Below are the records; repeat them in full, exactly.
+ + + + +
PR #851, opened 2026-08-26
@W-23974787: Gate flow tools behind the flow-tools feature flag

showmethecold:

the pull request._

# Pull Request Template

## Description

Flow tools were controlled only by FLOW_TOOLS_ENABLED, which is fixed at deploy time. Add a remote flow-tools feature flag so a deployment can roll them out per environment without a redeploy.

Registration and OAuth scopes now require FLOW_TOOLS_ENABLED=true AND the flow-tools flag. Either switch off keeps the tools off, so the env var remains a hard kill switch that the remote flag cannot override. The gate is async, so `disabled` becomes a Provider resolved at registration time. The flag ships as false in features.json to fail closed on upgrade.

## Type of Change

- [ ] Bug fix
- [ ] New feature
- [ ] Breaking change
- [ ] Documentation update
- [X] Other (please describe): Add a new feature flag for flow tools

## Checklist

## Contributor Agreement

      its Contribution Checklist.

### DIFF
--- a/docs/docs/configuration/mcp-config/env-vars.md
+++ b/docs/docs/configuration/mcp-config/env-vars.md
@@ -467,8 +467,16 @@ Controls whether the Tableau Prep flow tools are registered.
 - Set to `true` to enable the Tableau Prep flow tools:
   - [`list-flows`](../../tools/flows/list-flows.md)
   - [`get-flow`](../../tools/flows/get-flow.md)
+  - [`list-flow-runs`](../../tools/flows/list-flow-runs.md)
+  - [`list-flow-tasks`](../../tools/flows/list-flow-tasks.md)
 - Only the exact value `true` enables them; any other value (or leaving it unset) keeps them
   disabled.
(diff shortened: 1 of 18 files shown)


package.json
```diff
@@ -1,7 +1,7 @@
 {
   "name": "@tableau/mcp-server",
   "description": "Helping agents see and understand data.",
-  "version": "4.7.0",
+  "version": "4.7.1",
```
stephendeoca, line 4: @sf-ali-mahmoud with the new autoversion bump changes what should folks do about old MR's that don't use the new template? do they still manually update the version or should they leave package.json the same version as main instead of bumping.

jarhun88 (approved):

package.json
sf-ali-mahmoud: Have you tried merging latest from main?

If this specific change is not needed for a release it would be published in to following PR which means version pump is optional.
+ + + + +
RESPONSE
PR #851, opened 2026-08-26
@W-23974787: Gate flow tools behind the flow-tools feature flag

showmethecold:

the pull request._

# Pull Request Template

## Description

Flow tools were controlled only by FLOW_TOOLS_ENABLED, which is fixed at deploy time. Add a remote flow-tools feature flag so a deployment can roll them out per environment without a redeploy.

Registration and OAuth scopes now require FLOW_TOOLS_ENABLED=true AND the flow-tools flag. Either switch off keeps the tools off, so the env var remains a hard kill switch that the remote flag cannot override. The gate is async, so `disabled` becomes a Provider resolved at registration time. The flag ships as false in features.json to fail closed on upgrade.

## Type of Change

- [ ] Bug fix
- [ ] New feature
- [ ] Breaking change
- [ ] Documentation update
- [X] Other (please describe): Add a new feature flag for flow tools

## Checklist

## Contributor Agreement

      its Contribution Checklist.

### DIFF
--- a/docs/docs/configuration/mcp-config/env-vars.md
+++ b/docs/docs/configuration/mcp-config/env-vars.md
@@ -467,8 +467,16 @@ Controls whether the Tableau Prep flow tools are registered.
 - Set to `true` to enable the Tableau Prep flow tools:
   - [`list-flows`](../../tools/flows/list-flows.md)
   - [`get-flow`](../../tools/flows/get-flow.md)
+  - [`list-flow-runs`](../../tools/flows/list-flow-runs.md)
+  - [`list-flow-tasks`](../../tools/flows/list-flow-tasks.md)
 - Only the exact value `true` enables them; any other value (or leaving it unset) keeps them
   disabled.
(diff shortened: 1 of 18 files shown)


package.json
```diff
@@ -1,7 +1,7 @@
 {
   "name": "@tableau/mcp-server",
   "description": "Helping agents see and understand data.",
-  "version": "4.7.0",
+  "version": "4.7.1",
```
stephendeoca, line 4: @sf-ali-mahmoud with the new autoversion bump changes what should folks do about old MR's that don't use the new template? do they still manually update the version or should they leave package.json the same version as main instead of bumping.

jarhun88 (approved):

package.json
sf-ali-mahmoud: Have you tried merging latest from main?

If this specific change is not needed for a release it would be published in to following PR which means version pump is optional.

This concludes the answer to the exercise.